If these scandalous “facts” sound familiar, they should—they are the same gauzy lies that state and federal courts have uniformly rejected as false and unbelievable.
And finally, consider the relief that Texas has asked for—a Supreme Court order voiding the presidential election in four states. Roughly 18 million Americans voted in those four states. Paxton shows no interest in those voters’ rights; he asks the Supreme Court to brush aside their votes because he didn’t like how their elected state officials read their own state laws.
But does Paxton, or “Texas,” really even object to those legal judgments? Ask yourself this question: if Texas genuinely objected to the changes in voting procedures made in Georgia, Michigan, Pennsylvania, and Wisconsin—if those changes so clearly violated state law and the U.S. Constitution—why did Texas wait until “safe harbor” day to bring a lawsuit? Where was the argus-eyed Paxton when the statutory changes and administrative rules were put in place over the past two years? Why wasn’t a challenge brought immediately after the election? As District Judge Linda Parker wrote in a decision rendered Monday in a Michigan case, “While Plaintiffs delayed, the ballots were cast; the votes were counted; and the results were certified.”

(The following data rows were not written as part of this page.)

PR #22531, opened 2018-08-29
TST: Move tests/scripts to scripts/tests

gfyoung:
Moves the `tests/scripts` directory to `scripts/tests`, as these tests don't really belong in the top-level `pandas` directory (they test the `scripts` directory, not `pandas`).

### DIFF
--- a/scripts/tests/conftest.py
+++ b/scripts/tests/conftest.py
@@ -1,0 +1,3 @@
+def pytest_addoption(parser):
+    parser.addoption("--strict-data-files", action="store_true",
+                     help="Unused. For compat with setup.cfg.")
--- a/scripts/tests/test_validate_docstrings.py
+++ b/scripts/tests/test_validate_docstrings.py
@@ -1,8 +1,10 @@
-import os
-import sys
-
-import numpy as np
+import string
+import random
 import pytest
+import numpy as np
+
+import validate_docstrings
+validate_one = validate_docstrings.validate_one
 
 
 class GoodDocStrings(object):
@@ -44,7 +46,7 @@ class GoodDocStrings(object):
         float
             Random number generated.
         """
-        return random.random()  # noqa: F821
+        return random.random()
 
     def random_letters(self):
         """
@@ -60,9 +62,8 @@ class GoodDocStrings(object):
         letters : str
             String of random letters.
         """
-        length = random.randint(1, 10)  # noqa: F821
-        letters = ''.join(random.choice(string.ascii_lowercase)  # noqa: F821
-                          for i in range(length))
+        length = random.randint(1, 10)
+        letters = "".join(random.sample(string.ascii_lowercase, length))
         return length, letters
 
     def sample_values(self):
@@ -78,7 +79,7 @@ class GoodDocStrings(object):
             Random number generated.
         """
         while True:
-            yield random.random()  # noqa: F821
+            yield random.random()
 
     def head(self):
         """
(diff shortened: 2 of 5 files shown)


scripts/tests/test_validate_docstrings.py
```diff
@@ -1,8 +1,10 @@
-import os
-import sys
-
-import numpy as np
 import pytest
+import string
+import random
```
datapythonista: standard library imports should go before third-party module imports

https://www.python.org/dev/peps/pep-0008/#imports

scripts/tests/test_validate_docstrings.py
```diff
@@ -1,8 +1,10 @@
...
+import numpy as np
+
+validate_docstrings = pytest.importorskip("validate_docstrings")
```
datapythonista: I guess I'm missing something obvious, but why is this needed? can't we simply `import validate_docstrings`?

scripts/tests/test_validate_docstrings.py
```diff
@@ -60,9 +62,9 @@ def random_letters(self):
         letters : str
             String of random letters.
         """
-        length = random.randint(1, 10)  # noqa: F821
-        letters = ''.join(random.choice(string.ascii_lowercase)  # noqa: F821
-                          for i in range(length))
+        length = random.randint(1, 10)
+        letters = "".join(random.choice(string.ascii_lowercase)
+                          for _ in range(length))
```
datapythonista: I know this comes from the original code, but we don't need a comprehension here, we can simply do `''.join(random.sample(string.ascii_lowercase, length))`

datapythonista (approved):
Good changes, I think they make things simpler and better organized. Thanks!

scripts/tests/test_validate_docstrings.py
gfyoung: That's vestigial paranoia from when we skipped tests if we couldn't see `validate_docstrings`.  I agree that we can just import this without the protection.

.travis.yml
```diff
@@ -57,6 +57,9 @@ matrix:
     - dist: trusty
       env:
         - JOB="3.6, coverage" ENV_FILE="ci/travis-36.yaml" TEST_ARGS="--skip-slow --skip-network" PANDAS_TESTING_MODE="deprecate" COVERAGE=true DOCTEST=true
+    - dist: trusty
```
jreback: i don't think we need another build

scripts/tests/conftest.py
```diff
@@ -0,0 +1,3 @@
+def pytest_addoption(parser):
```
jreback: what is this for?

jreback (changes requested):

WillAyd:
Think we also need to update the Makefile to ensure this still gets linted (?)

.travis.yml
jreback: you can just put on an existing build

jreback (changes requested):

.travis.yml
gfyoung: That's fair, and I agree we can do that.  I don't have access to my computer ATM (which is why I haven't addressed the comments).

scripts/tests/conftest.py
gfyoung: As it says in the code: it's needed to placate `setup.cfg`.

scripts/tests/test_validate_docstrings.py
gfyoung: Indeed, they should!  Done.

scripts/tests/test_validate_docstrings.py
gfyoung: Fair enough.  Done.

gfyoung:
> Think we also need to update the Makefile to ensure this still gets linted (?)

We don't use the `Makefile` when doing the linting on Travis.  That being said, I don't see why we don't add it as another command.

gfyoung:
@jreback @datapythonista @WillAyd : I've addressed all of your comments, and everything is still green!  PTAL.

jreback (approved):

gfyoung:
@jreback : Is this good to merged since you approved it?

jreback:
yep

Paxton was waiting, waiting first to see whether Trump would win the election—and, after that, waiting until he thought he could prevent the certification of the electors on “safe harbor day.”
Lawyers signed their names to pleadings alleging these “facts” in the original cases; that raised eyebrows, Lawyers for Texas re-allege them now after they have been repeatedly shown to be bogus. That should do more than that.

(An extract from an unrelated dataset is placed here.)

PR #22535, opened 2018-08-29
DEPR: deprecate integer add/sub with DTI/TDI/PI/Timestamp/Period

### LINKED ISSUE #21939: [DISC] DatetimeIndex/TimedeltaIndex ops with integers should deprecated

Federal Rule of Civil Procedure 11 provides that an attorney’s signature on a pleading represents to the court that the material in it is supported by good-faith legal arguments and genuine evidence—and that it is not being “presented for any improper purpose”—including “unnecessary delay.” Under the Texas Disciplinary Rules of Professional Conduct, a lawyer may not “make a false statement of material fact or law to a tribunal,” nor “offer or use evidence that the lawyer knows to be false.”

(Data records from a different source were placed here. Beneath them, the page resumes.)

PR #22539, opened 2018-08-30
DOC: Improve the docstring of DataFrame.equals()

### LINKED ISSUE #22462: DOC: Update docstring of DataFrame/Series .equals() to explain the behavior with indices
Some work and some discussion happened at #19213.

`df1.equals(df2)` returns a single boolean value on whether the two dataframes contain the same values and indices. This includes types for the data, but not for the indices.

The docstring should be improved to follow all our standards, including:
- A `See Also` section that at least links to `.eq()`
- `Parameters`
- `Examples`
- `Notes` with the mentioned behavior about indices

seantchan:
- [X] closes #22462
- [ ] tests added / passed
- [ ] whatsnew entry

```
##################### Docstring (pandas.DataFrame.equals)  #####################

Test whether two DataFrame objects contain the same elements.

This function allows two DataFrame objects to be compared against
each other to see if they same shape and elements. NaNs in the same
location are considered equal. The column headers do not need to have
the same type, but the elements within the columns must be
the same dtype.

Parameters
----------
other : DataFrame
    The other DataFrame to be compared with the first.

Returns
-------
bool
    True if all elements are the same in both DataFrames, False
    otherwise.

See Also
--------
pandas.Series.eq : Compare two Series objects of the same length
    and return a Series where each element is True if the element
    in each Series is equal, False otherwise.

numpy.array_equal : Return True if two arrays have the same shape
    and elements, False otherwise.

Notes
-----
This function requires that the elements have the same dtype as their
respective elements in the other DataFrame. However, the indices do
not need to have the same type, as long as they are still considered
equal.

Examples
--------
>>> a = pd.DataFrame({1:[0], 0:[1]})
>>> b = pd.DataFrame({1.0:[0], 0.0:[1]})

DataFrames a and b have the same element types and values, but have
different types for the indices, which will still return True.

>>> a.equals(b)
True

DataFrames a and c have different types for the same values for their
elements, and will return False even though the indices are the same
values and types.

>>> c = pd.DataFrame({1:[0.0], 0:[1.0]})
>>> a.equals(c)
False

Docstring for "pandas.DataFrame.equals" correct. :)
```

### DIFF
--- a/pandas/core/generic.py
+++ b/pandas/core/generic.py
@@ -1303,58 +1303,80 @@ class NDFrame(PandasObject, SelectionMixin):
 
     def equals(self, other):
         """
-        Test whether two DataFrame objects contain the same elements.
+        Test whether two NDFrame objects contain the same elements.
 
-        This function allows two DataFrame objects to be compared against
-        each other to see if they same shape and elements. NaNs in the same
-        location are considered equal. The column headers do not need to have
-        the same type, but the elements within the columns must be
-        the same dtype.
+        This function allows two NDFrame objects to be compared against
+        each other to see if they have the same shape and elements. NaNs in
+        the same location are considered equal. The column headers do not
+        need to have the same type, but the elements within the columns must
+        be the same dtype.
 
         Parameters
         ----------
-        other : DataFrame
-            The other DataFrame to be compared with the first.
+        other : NDFrame
+            The other NDFrame to be compared with the first.
 
         Returns
         -------
         bool
-            True if all elements are the same in both DataFrames, False
+            True if all elements are the same in both NDFrames, False
             otherwise.
 
         See Also
         --------
-        pandas.Series.eq : Compare two Series objects of the same length
+        Series.eq : Compare two Series objects of the same length
             and return a Series where each element is True if the element
             in each Series is equal, False otherwise.
-
+        DataFrame.eq : Compare two DataFrame objects of the same shape and
+            return a DataFrame where each element is True if the respective
+            element in each DataFrame is equal, False otherwise.
         numpy.array_equal : Return True if two arrays have the same shape
             and elements, False otherwise.
 
         Notes
         -----
         This function requires that the elements have the same dtype as their
-        respective elements in the other DataFrame. However, the indices do
-        not need to have the same type, as long as they are still considered
-        equal.
+        respective elements in the other DataFrame. However, the column labels
+        do not need to have the same type, as long as they are still
+        considered equal.
 
         Examples
         --------
-        >>> a = pd.DataFrame({1:[0], 0:[1]})
-        >>> b = pd.DataFrame({1.0:[0], 0.0:[1]})
+        >>> df = pd.DataFrame({1:[0], 0:[1]})
+        >>> df
+           1  0
+        0  0  1
 
-        DataFrames a and b have the same element types and values, but have
-        different types for the indices, which will still return True.
+        DataFrames df and exactly_equal have the same types and values for
+        their elements and column labels, which will return True.
 
-        >>> a.equals(b)
+        >>> exactly_equal = pd.DataFrame({1:[0], 0:[1]})
+        >>> exactly_equal
+           1  0
+        0  0  1
+        >>> df.equals(exactly_equal)
         True
 
-        DataFrames a and c have different types for the same values for their
-        elements, and will return False even though the indices are the same
-        values and types.
+        DataFrames df and different_column_label have the same element
+        types and values, but have different types for the column labels,
+        which will still return True.
 
-        >>> c = pd.DataFrame({1:[0.0], 0:[1.0]})
-        >>> a.equals(c)
+        >>> different_column_label = pd.DataFrame({1.0:[0], 0.0:[1]})
+        >>> different_column_label
+           1.0  0.0
+        0    0    1
+        >>> df.equals(different_column_label)
+        True
+
+        DataFrames df and different_data_type have different types for the
+        same values for their elements, and will return False even though
+        their column labels are the same values and types.
+
+        >>> different_data_type = pd.DataFrame({1:[0.0], 0:[1.0]})
+        >>> different_data_type
+             1    0
+        0  0.0  1.0
+        >>> df.equals(different_data_type)
         False
         """
         if not isinstance(other, self._constructor):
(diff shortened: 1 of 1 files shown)


pandas/core/generic.py
```diff
@@ -1303,8 +1303,59 @@ def __invert__(self):
 
     def equals(self, other):
         """
-        Determines if two NDFrame objects contain the same elements. NaNs in
-        the same location are considered equal.
+        Test whether two DataFrame objects contain the same elements.
+
+        This function allows two DataFrame objects to be compared against
+        each other to see if they same shape and elements. NaNs in the same
```
datapythonista: they have the same shape...

pandas/core/generic.py
```diff
@@ -1303,8 +1303,59 @@ def __invert__(self):
...
+
+        Returns
+        -------
+        bool
+            True if all elements are the same in both DataFrames, False
+            otherwise.
+
+        See Also
+        --------
+        pandas.Series.eq : Compare two Series objects of the same length
```
datapythonista: No need for the `pandas.` prefix, just `Series.eq` is enough.

I think we need `eq` and `equals` of both `Series` and `DataFrame`, not just `Series.eq`.

pandas/core/generic.py
```diff
@@ -1303,8 +1303,59 @@ def __invert__(self):
...
+            and return a Series where each element is True if the element
+            in each Series is equal, False otherwise.
+
+        numpy.array_equal : Return True if two arrays have the same shape
```
datapythonista: no need for the blank line before this

pandas/core/generic.py
```diff
@@ -1303,8 +1303,59 @@ def __invert__(self):
...
+        -----
+        This function requires that the elements have the same dtype as their
+        respective elements in the other DataFrame. However, the indices do
+        not need to have the same type, as long as they are still considered
+        equal.
+
+        Examples
+        --------
+        >>> a = pd.DataFrame({1:[0], 0:[1]})
+        >>> b = pd.DataFrame({1.0:[0], 0.0:[1]})
```
datapythonista: to be consistent with other docstrings, it'd be good to use `df` for the main DataFrame the ones in which we'll call the method `df.equals()`, and something more descriptive for the other (e.g. `exactly_equal`, `different_data_type`, `different_index_type`...)

After creating the data, it'd be nice to display the content (i.e. `>>> df`)

Not sure in this case if it'd be better or worse, but in general we try to have somehow real-world (meaningful) data for the examples.

pandas/core/generic.py
```diff
@@ -1303,8 +1303,59 @@ def __invert__(self):
...
+
+        DataFrames a and b have the same element types and values, but have
+        different types for the indices, which will still return True.
```
datapythonista: "indices" are the row labels, which are the same, in this case the different type is in the column labels.

pandas/core/generic.py
```diff
@@ -1303,8 +1303,59 @@ def __invert__(self):
 
     def equals(self, other):
         """
-        Determines if two NDFrame objects contain the same elements. NaNs in
-        the same location are considered equal.
+        Test whether two DataFrame objects contain the same elements.
```
datapythonista: This docstring is used for both Series and DataFrame, we should be generic.

datapythonista (commented):
Great docstring, added some comments.

pandas/core/generic.py
seantchan: Would it be redundant to mention `equals` since this is the docstring for that method?

pandas/core/generic.py
```diff
@@ -1303,8 +1303,81 @@ def __invert__(self):
 
     def equals(self, other):
         """
-        Determines if two NDFrame objects contain the same elements. NaNs in
-        the same location are considered equal.
+        Test whether two NDFrame objects contain the same elements.
```
datapythonista: I think you can leave `Test whether two objects contain the same elements.` for now.

The problem is that NDFrame is not a class we expect users to know about (it's private). So, it shouldn't be used in the documentation. `Series or DataFrame` or `object` are probably what we want to use in most cases.

pandas/core/generic.py
```diff
@@ -1303,8 +1303,81 @@ def __invert__(self):
...
+        See Also
+        --------
+        Series.eq : Compare two Series objects of the same length
+            and return a Series where each element is True if the element
+            in each Series is equal, False otherwise.
+        DataFrame.eq : Compare two DataFrame objects of the same shape and
+            return a DataFrame where each element is True if the respective
+            element in each DataFrame is equal, False otherwise.
+        numpy.array_equal : Return True if two arrays have the same shape
+            and elements, False otherwise.
```
datapythonista: We add the method being documented to the `See Also`, only in cases where the docstring is being reused by many methods, and we want those methods to reference each other. But this is not the case here. May be you can still add the `pandas.utils.testing.assert_frame_equal` and `assert_series_equal` here, but I don't think it adds value to reference `.equals` itself.

pandas/core/generic.py
```diff
@@ -1303,8 +1303,81 @@ def __invert__(self):
...
+
+        Notes
+        -----
+        This function requires that the elements have the same dtype as their
+        respective elements in the other DataFrame. However, the column labels
```
datapythonista: in the other Series or DataFrame

pandas/core/generic.py
```diff
@@ -1303,8 +1303,81 @@ def __invert__(self):
...
+        do not need to have the same type, as long as they are still
+        considered equal.
+
+        Examples
+        --------
+        >>> df = pd.DataFrame({1:[0], 0:[1]})
```
datapythonista: missing spaces after colons. I think using 0 -> 1 and 1 -> 0 is a bit confusing, may be 1 -> 10 and 2 -> 20 makes the example easier to read?

pandas/core/generic.py
```diff
@@ -1303,8 +1303,81 @@ def __invert__(self):
...
+           1  0
+        0  0  1
+        >>> df.equals(exactly_equal)
+        True
+
+        DataFrames df and different_column_label have the same element
+        types and values, but have different types for the column labels,
+        which will still return True.
+
+        >>> different_column_label = pd.DataFrame({1.0:[0], 0.0:[1]})
```
datapythonista: `different_column_type` seems a clearer name to me

datapythonista (changes requested):
The docstring looks really good. Just some comments about technicalities.

datapythonista (approved):
lgtm, really good docstring, thanks for the work on this @seantchan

Paxton and the other signatories—Brent Webster of the AG’s office and “special counsel” Lawrence Joseph—have flagrantly violated these rules. There is no proper purpose for this filing other than to prevent the electoral process from functioning. There is no serious legal claim to support the suit. There is no evidentiary support, or prospect of same, for their “factual” claims.
Ken Paxton has made a mockery of federal and Texas rules. And for what? He knows he will not win Trump a second term. What he will do is (in the style of low-level criminals around the world) please the big boss by trying to get him what he wants. Perhaps he hopes this will gain him popularity among the Trump base. But whatever selfish benefit he gains, he will accomplish nothing good. He will have done two horrible things. First, he will require the Court either to be complicit in stealing an election (it won’t) or to reject the complaint (thereby incurring the assault on its credibility that Trump mounts every time it has rejected his legal claims, and further damaging the Court’s credibility).
And, second, he will strengthen the belief among some Americans—God knows how many at this point—that the election is invalid, and the American republic has no claim on their allegiance.
Monetary sanctions? Disbarment? Hardly enough. I can’t quite figure out the right charge to bring against a public official who seeks to prostitute the federal courts in order to destroy the nation. But by God, whatever we call it, prison seems a minor penalty for that offense.